*** Opening of PROVIDED RECORDS ***

PR #705, opened 2023-01-27
doc: Fix comment about how wallet txs are sorted

john-moffett:
The wallet transactions in the node are not sorted by txid (or any hash) since https://github.com/bitcoin/bitcoin/pull/24699. 

This is how they're stored in memory now:

https://github.com/bitcoin-core/gui/blob/835212cd1d8f8fc7f19775f5ff8cc21c099122b2/src/wallet/wallet.h#L397-L399

### DIFF
--- a/src/qt/transactiontablemodel.cpp
+++ b/src/qt/transactiontablemodel.cpp
@@ -93,10 +93,7 @@ public:
 
     TransactionTableModel *parent;
 
-    /* Local cache of wallet.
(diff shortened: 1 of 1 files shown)


hebasto:
cc @achow101

achow101:
ACK c497a198db6f417d2612078a9fbc101e259fab33

jarolrod (approved):
ACK c497a198db6f417d2612078a9fbc101e259fab33

PR #716, opened 2023-03-01
Adjust plural forms for translations

hebasto:
These plural forms were re-added in https://github.com/bitcoin-core/gui/pull/557.

The following `make -C src translate` also caught a new last-minute [added](https://github.com/bitcoin/bitcoin/pull/27157) string.


hebasto:
cc @jarolrod @luke-jr

jarolrod:
concept ack

hebasto:
Closed in favour of #724.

*** Close of PROVIDED RECORDS ***

§ PROBLEM DESCRIPTION
Search term "core": return each line of the data that contains it.

§ RESPONSE TO THE TASK
https://github.com/bitcoin-core/gui/blob/835212cd1d8f8fc7f19775f5ff8cc21c099122b2/src/wallet/wallet.h#L397-L399
These plural forms were re-added in https://github.com/bitcoin-core/gui/pull/557.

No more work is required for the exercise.